ACTION ITEM. Whenever a line carries the word "build", pull it out of the entries.

INFORMATION GIVEN.
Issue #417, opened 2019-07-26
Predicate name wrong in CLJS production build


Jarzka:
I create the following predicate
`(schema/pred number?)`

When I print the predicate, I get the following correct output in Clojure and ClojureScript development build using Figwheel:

FINISHED TASK.
Predicate name wrong in CLJS production build
When I print the predicate, I get the following correct output in Clojure and ClojureScript development build using Figwheel:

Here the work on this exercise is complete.